Sunday September 12th 2021 marked the date of the second Piano Buiten Festival in Culemborg. Last year I played two sets of my arrangements of the music of Frank Zappa. This year, I had the honour and pleasure to be invited again to come and play. No Zappa this time, but something totally different. The Beatles. The Beatles? Yes, The Beatles. And this is what happened.
In 2015, Ellen Verhagen organised a Pianowandeling (freely translated: Piano Stroll), through the wonderful town of Culemborg. A day of piano music, on several locations in the centre of town. It was a big success and since that year, Ellen and her consortium of volunteers organised the festival each year.
In 2020, the festival was almost cancelled because of the Covid-19 pandemic. It was not possible to hold concerts inside, so they came up with the idea to move the pianos outside and organize the festival. So, that year, they placed several grand pianos around the town center and people could come watch and listen – being able to keep safe distances. The Piano Buiten Festival (Piano Outside Festival) was born. And on September 13, I had the honour and pleasure to perform there; two sets of half an hour, playing my arrangements of the music of Frank Zappa.
Early this year, I got a phone call from Ellen Verhagen asking me if I would be up for the festival again, this September. And to speak with the words of Arthur Barrow, of course I said yes! Ellen, being a big fan of The Beatles asked me if I could/would comply playing The Beatles. Again, of course!
Having ample time to prepare for this year’s edition, I gave it a lot of thought. How was I going to give shape to two sets of Beatles music on piano? The first option, study and prepare an hour’s worth of solo piano arrangements of The Beatles; melody, chords and a little improvisation here and there? I started with preparing a couple of songs, but then realized that this must have been done many a time before and I decided against it. I wanted to give the audience a bit more than a couple of piano arrangements of songs everybody has heard many times and know so well.
But what then? Option two, re-harmonise the songs, transforming chords and play the music like that? Another no-go. Although that could’ve been an interesting project, I decided against it, for it would still contain the so well-know melodies. I felt like I wanted to do something really different. And this was not it.

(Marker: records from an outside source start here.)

Issue #10, opened 2020-05-27
Versioning atlases


vigji:
I think we should also have a way of nicely integrating versioning of this package together with versioning that I hope GIN can provide on the packages deployed there. If we introduce new features in the API they could require the latest version of an atlas to be redownloaded for the user that has an outdated one. Viceversa, maybe sometimes we should ensure that outdated API versions ask for legacy versions of the atlases.

@adamltyson @FedeClaudi any thought on this? Does this make sense?

adamltyson:
That's a good idea, and it's an issue that I've come across with amap and cellfinder. Until now I've avoided it because they're not yet at a stable version. However, this project could reach stability, and still undergo lots of changes to the atlases.

Do we want to start trying to support old versions of the API/atlas? This could be a headache avoided with a message asking people to upgrade.

FedeClaudi:
I think for now, since things will be changing a lot and rapidly we can just ask people to us the updated version. Once development slows down we can start supporting different versions?

vigji:
Youp, I also agree that priority is to automatically detect if it is outdate and trigger redownloading. I was not thinking about supporting old versions of the atlases, just to somehow map in the `brainatlas-api` version the version of the atlases it is working with. This way matching the correct (old) version of the atlas to be used is not that different from updating to the most recent one

vigji:
In this direction, probably it make sense to put the scripts to generate the atlases back in a separate folder of this repo, so that they are versioned together?

adamltyson:
Could each atlas just have unique metadata entry, so we know what version of what atlas we are using (like `Allen_10um_2020-05-27a`)?

We can prompt people to upgrade to a new version of the API (and therefore atlases) with something like this in `__init__.py`
```python
__name__ = "brainatlas-api"

import luddite
from packaging import version

most_recent_version = luddite.get_version_pypi(__name__)

if version.parse(__version__) < version.parse(most_recent_version):
    print(
        f"This version of {__name__} ({__version__}) is not the most recent "
        f"version. Please update to v{most_recent_version} by running: "
        f"'pip install {__name__} --upgrade'"
    )
```

adamltyson:
> In this direction, probably it make sense to put the scripts to generate the atlases back in a separate folder of this repo, so that they are versioned together?

Maybe, but this could stop being useful as soon as anyone else makes an atlas that we incorporate.

FedeClaudi:
I think we are happy with how things are now? Should we close?

PR #44, opened 2020-06-27
Atlas version control - first draft

vigji:
We still lack a way of properly addressing local vs. remote atlases versions, which might be important to tackle consistently from the beginning (related to #10 ).

I made a draft of some changes to the BGAtlas class, so that:
 - there is no more `self.version` attribute defined manually in the class;
 - major version is determined from a global descriptor in the descriptors module. If at any point something changes in brainatlas-api which is no more back-compatible with older atlases, this should be increased;
 - most recent available minor version is determined from an heuristic search on the GIN urls (try urls with different versions and find the one that produces a correct page response). I truly think that something like this would be important - having reference to the most recent remote version of the atlas - but the current approach has some drawbacks:
      * it is ugly;
      * it is slow (about 250-300 ms per request, which - with a break - would mean about 1-2 sec every time we instantiate an Atlas object);
So I am happy to hear any input/other approaches. One option could potentially be refactor what now was the self.version into a `self.most_recent_version` and refer to that instead of using this search, under the assumption that we the curators always keep these numbers in good synch.  Let me know what you think on this point
- If local major version is behind minimal required major version, an error is raised; if local minor version is behind last available minor version for the atlas, a warning is raised. 

I would now add an option to pass in the init to automatically remove the old atlas and download a newer one, if available. This might also solve the speed problem I raised above, making the control happening only if a `check_updates` argument is passed in the class constructor

### DIFF
--- a/atlas_gen/wrapup.py
+++ b/atlas_gen/wrapup.py
@@ -19,7 +19,7 @@ from brainatlas_api import descriptors
 
 # This should be changed every time we make changes in the atlas
 # structure:
-ATLAS_VERSION = 0
+ATLAS_VERSION = descriptors.ATLAS_MAJOR_V
 
 
 def wrapup_atlas_from_data(
--- a/brainatlas_api/__init__.py
+++ b/brainatlas_api/__init__.py
@@ -8,7 +8,8 @@ available_atlases = [
 
 def get_atlas_class_from_name(name):
     names = [
-        f"{atlas.atlas_name}_v{atlas.version}" for atlas in available_atlases
+        f"{atlas.atlas_name}_v{atlas.local_version}"
+        for atlas in available_atlases
     ]
     atlases = {n: a for n, a in zip(names, available_atlases)}
 
--- a/brainatlas_api/__init__.py
+++ b/brainatlas_api/__init__.py
@@ -7,10 +7,8 @@ available_atlases = [
 
 
 def get_atlas_class_from_name(name):
-    names = [
-        f"{atlas.atlas_name}_v{atlas.local_version}"
-        for atlas in available_atlases
-    ]
+    names = [atlas.atlas_name for atlas in available_atlases]
+
     atlases = {n: a for n, a in zip(names, available_atlases)}
 
     if name in atlases.keys():
--- a/brainatlas_api/bg_atlas.py
+++ b/brainatlas_api/bg_atlas.py
@@ -1,12 +1,9 @@
 from pathlib import Path
 import tarfile
-import requests
-import warnings
 
 from brainatlas_api import utils
 from brainatlas_api import config
 from brainatlas_api import core
-from brainatlas_api import descriptors
 
 
 COMPRESSED_FILENAME = "atlas.tar.gz"
@@ -19,6 +16,10 @@ __all__ = [
     "KimUnified25Um",
     "KimUnified50Um",
 ]
+
+
+def _version_tuple_from_str(version_str):
+    return tuple([int(n) for n in version_str.split(".")])
 
 
 class BrainGlobeAtlas(core.Atlas):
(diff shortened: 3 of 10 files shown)


FedeClaudi:
what about having a .json file on GIN with just the version of the latest atlas?
That way you only need a query. We'd have to manually keep it updataed but it would make things easier?

Or we could have it on github even.

vigji:
If we want to go with manual updating of a file, we can put it back as an attribute of each class and that would be the most straightforward way!

FedeClaudi:
Related to the topic: we should have some way to let users 'update' their atlases. Currently if a users doesn't have local files for an atlas the atlas is automatically downloaded. I think we should have something that checks if a more recent version of the atlas exists and lets the user know so that they can update it. 

Do we already have a command line command for downloading/updating atlases? If not, we should. Then when we detect that the user has an outdated version of the atlas we can suggest they use the command to update it.

vigji:
Yesssnj, I was thinking of implementing something like that in this PR!
I was thinking mostly of giving arguments to the bgatlas class for this, but you are right, line commands make perfect sense here!

FedeClaudi:
I'm happy to do the update stuff, but we need to finilise how we handle versions. 

> If we want to go with manual updating of a file, we can put it back as an attribute of each class and that would be the most straightforward way!

The reason why I thought having a metadata file  is best, is that the version specified in the class definition it depends on the code's version. This means:
- we'd have to release a new version of the package when we change the resolution, though the code itself would not have changed necessarily
- users that don't want to update the their version for whatever reason can't get the newst atlas versions. Users that want the latest code can't use older atlas versions
- if an user updates their code, but not the atlas there would be a mismatch between the stated version and the actual one. 

The best way around this is to separate metadata and code, as we did for all the rest. 
What we could do is:
- add a `version` entry to the metadata when we generate the atlas. This means that you always know which atlas version  you have downloaded regardless of which version of the api package you're using. 
- add a `latest versions` file on dropbox or gin where we keep note of what is the latest version of each atlas. This is just for convenience as it's then very easy to download this and compare to the users' version. 


Makes sense?

vigji:
> I'm happy to do the update stuff, but we need to finilise how we handle versions.

Ok thanks, then let's settle this here, I will update it and fix the tests.

> > If we want to go with manual updating of a file, we can put it back as an attribute of each class and that would be the most straightforward way!

> * we'd have to release a new version of the package when we change the resolution, though the code itself would not have changed necessarily

I think this is a very valid point. 
Although keep following this very valid point, we probably should also drop the classes MouseAtlas, etc., and replace them with a single BGAtlas class with atlas name as argument? How would people feel about that?


> The best way around this is to separate metadata and code, as we did for all the rest.
> What we could do is:
> 
> * add a `version` entry to the metadata when we generate the atlas. This means that you always know which atlas version  you have downloaded regardless of which version of the api package you're using.

This we already have in the metadata json
> * add a `latest versions` file on dropbox or gin where we keep note of what is the latest version of each atlas. This is just for convenience as it's then very easy to download this and compare to the users' version.

This is definitively a good way, a bit annoying to do by hand but I guess we can manage :)

FedeClaudi:
> Although keep following this very valid point, we probably should also drop the classes MouseAtlas, etc., and replace them with a single BGAtlas class with atlas name as argument? How would people feel about that?

Other than the fact that I use the calsses in `bgatlas` for the list atlases stuff I don't see why not.  I guess if we have a file with atlas -> version we can just use that. 

> This we already have in the metadata json

I had no idea! Then why do we have it in the class too?

vigji:
> I had no idea! Then why do we have it in the class too?

Because before this discussion that was the point of the you would have updated to make sure that a different version was downloaded, as the metadata are accessible only once you get the atlas package.

@adamltyson  would you be in favour of dropping the atlas classes in favour of a single one + constructor argument?

FedeClaudi:
Is this good to merge? For writing the update stuff...

adamltyson:
> @adamltyson would you be in favour of dropping the atlas classes in favour of a single one + constructor argument?

This is fine by me, and I think it's all good to merge.

vigji:
Let's merge it then and do that change separately, as I can't work on this again till this evening

PR #49, opened 2020-06-30
Fede dev

FedeClaudi:
I've made a few changes..
-----
When downloading files the progress bar is now implemented with rich [on windows the looks are not the best, but on linux and macOs it should be better]:
image

I've removed `tqdm` from the requirements, it's only used in the atlas generation stuff now. 
----
**atlases list** now doesn't show the remote path anymore, but I've added the local and online version of the atlas. 
image

Also if an an atlas is outdated this is highlighted in the table (shown for an example here):
image

----
**atlas update**
When instatiating at atlas class it checks if it's the latest version, if not it prompts the user to update

image

Using the update command results in the current atlas folder being deleted and the new atlas being downloaded:
image

if `force` is not used, the atlas is not updated if the version matches the latest version online.


adamltyson:
Hi @FedeClaudi, I ran this locally (after reinstalling, and deleting `~/.brainglobe`). I installed an atlas with `brainatlas_update -a allen_mouse_25um`, but then `brainatlas_list_atlases` gives me:

```
(brainatlas_api) adam@garfield:~/projects/brainatlas-api$ brainatlas_list_atlases
                                                                                                  
                              Brainglobe Atlases                               
╭──────────────────┬────────────┬───────────────┬────────────────┬────────────╮
│ Name             │ Downloaded │ Local version │ Latest version │ Local path │
├──────────────────┼────────────┼───────────────┼────────────────┼────────────┤
│ allen_mouse_25um │    ---     │      ---      │      0.2       │ ---        │
╰──────────────────┴────────────┴───────────────┴────────────────┴────────────╯
```

Am I doing something wrong?

FedeClaudi:
image

no, it looks like there's something off...

adamltyson:
Bingo, looks great now!

vigji:
Looks good, will test as soon as I can!
Just a note looking at the code - could we use click for out command line functions? Is it very neat to read, just add a couple of function decorators to parse the arguments

FedeClaudi:
> could we use click for out command line functions? Is it very neat to read, just add a couple of function decorators to parse the arguments

I don't understand, what do you mean with `out command line functions` and what's `click`?

vigji:
Sorry, *our* command line functions like this one for atlas update :)
Click is a library for parsing command line arguments for command line applications it’s very straightforward to use - not good for many parameters, but here we have one or two. I used it for the config module!

FedeClaudi:
I see, instead of argparse we should use click?

vigji:
Yep!

FedeClaudi:
aaaaand, done. That's cool I didn't know about it.

brainatlas_api/bg_atlas.py
```diff
@@ -59,12 +64,17 @@ def __init__(self, brainglobe_dir=None, interm_download_dir=None):
...
+            rprint(
+                f"[magenta2]Bgatlas_api: {self.atlas_name} not found locally. Downloading...[magenta2]"
+            )
             self.download_extract_file()
 
         # Instantiate after eventual download:
         super().__init__(self.brainglobe_dir / self.local_full_name)
 
+        # Compare atlas local version with latest online
+        self.check_lateset_version()
```
vigji, line 76: typo

brainatlas_api/update.py
```diff
@@ -0,0 +1,63 @@
...
+
+    # Check that everything went well
+    atlasclass()
+    rprint(
+        f"[b][magenta2]Brainatlas_api: {atlas.atlas_name} updated to version: "
+        + f"{_version_str_from_tuple(atlas.remote_version)}[/magenta2][/b]"
+    )
+
+
+@click.command()
```
vigji, line 59: These could probably work directly on the update atlas, and be used only when running it from command line

brainatlas_api/utils.py
```diff
@@ -36,19 +44,37 @@ def check_internet_connection(
 
 
 def retrieve_over_http(url, output_file_path):
+    # Make progress bar object
+
+    progress = Progress(
```
vigji, line 49: As per issue, I fear that this could not work in a notebook...

tests/test_update_atlas.py
```diff
@@ -0,0 +1,19 @@
+from brainatlas_api import update
+from click.testing import CliRunner
+
+
+def test_update():
+    update.update_atlas(atlas_name="allen_mouse_25um")
```
vigji, line 6: Maybe better to use the example as it is much faster to download

brainatlas_api/update.py
FedeClaudi: it was giving me an error when testing stuff.. not sure if Im doing something stupid with pytest.

tests/test_update_atlas.py
FedeClaudi: adding it

brainatlas_api/bg_atlas.py
FedeClaudi: fixing

brainatlas_api/update.py
vigji: Ok, then leave it this way and I'll have a look!

tests/test_update_atlas.py
vigji: Also, here it would also be important that apart from not failing running the code produce the correct results - in this case, maybe create a dummy folder with an outdated version in the name and check if it gets updated or not

FedeClaudi: it downloads the latest version with the standard `BrainGlobeAtlas` functionality, so if something like that goes wrong it wouldn't be update's fault...

brainatlas_api/update.py
FedeClaudi: I had to do the same for the show_atlas, had to make a `cli_show_atlas` otherwise the tests fail...

FedeClaudi:
among other things, `brainatlas.list_atlases.list_atlases` is not `brainatlas.list_atlases.show_atlases`

vigji:
Great! Good to merge for me.

Issue #45, opened 2020-06-29
Dealing with inputs in microns vs voxel spaces


FedeClaudi:
Currently functions like https://github.com/brainglobe/brainatlas-api/blob/bece6190d0feb3118a5b09feb4d5d93ab5499d56/brainatlas_api/core.py#L123

Accept input coordinates expressed in voxel space. We should add the possibility to pass inputs as `microns` and use the atlas' `resolution` to convert between the two. This would make life easier when using meshes (which are expressed in microns) as starting point, and it might be more intuitive for users. 

Ideally we'd let users pass the coordinates as they want, and give them an option like `as_microns`. Then behind the scenes we use the atlas' resolution to convert from microns to voxels and vice versa.

PR #51, opened 2020-07-01
Added microns option for coordinates

vigji:
Addressing #45.
- Added microns option for coordinates;
- refactored `atlas.lookup` @FedeClaudi  to `atlas.lookup_df` - we could even set it to `atlas.lookup_dataframe` for being more informative;
- listed ExampleAtlas together with the rest in __all__

### DIFF
--- a/bg_atlasapi/bg_atlas.py
+++ b/bg_atlasapi/bg_atlas.py
@@ -10,6 +10,7 @@ from bg_atlasapi import core
 COMPRESSED_FILENAME = "atlas.tar.gz"
 
 __all__ = [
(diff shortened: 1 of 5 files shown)


FedeClaudi:
awesome, did you test it with inputs both in voxels and microns? Do we have something for this in tests?

vigji:
> awesome, did you test it with inputs both in voxels and microns? Do we have something for this in tests?

Yes, testing queries on annotation and hemispheres with both units!

FedeClaudi:
you're the best!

Option three, to improvise over the chord progressions of the songs and make them into new compostions, based on the original structure of the songs. I toyed around with this for some time and thought that this would be the way to go. But then, option four popped into my head. Why not to improvise several pieces, not related to the music of The Beatles at all, and instead of quoting the known melodies, to quote the rhytym of those melodies?
And that’s what I decided to do. And, unlike I have ever done before, I started my two sets addressing the audience, giving a short explanation of what I just described here.
I cited many a Beatles melody, using just the rhythm – knowing that it might not be to obvious to recognize them, for I was improvising over different chord progressions. And judging by the many ‘thanks’ and compliments I received afterwards, I think option four worked out pretty well. So well, actually, that I am planning to do it more often.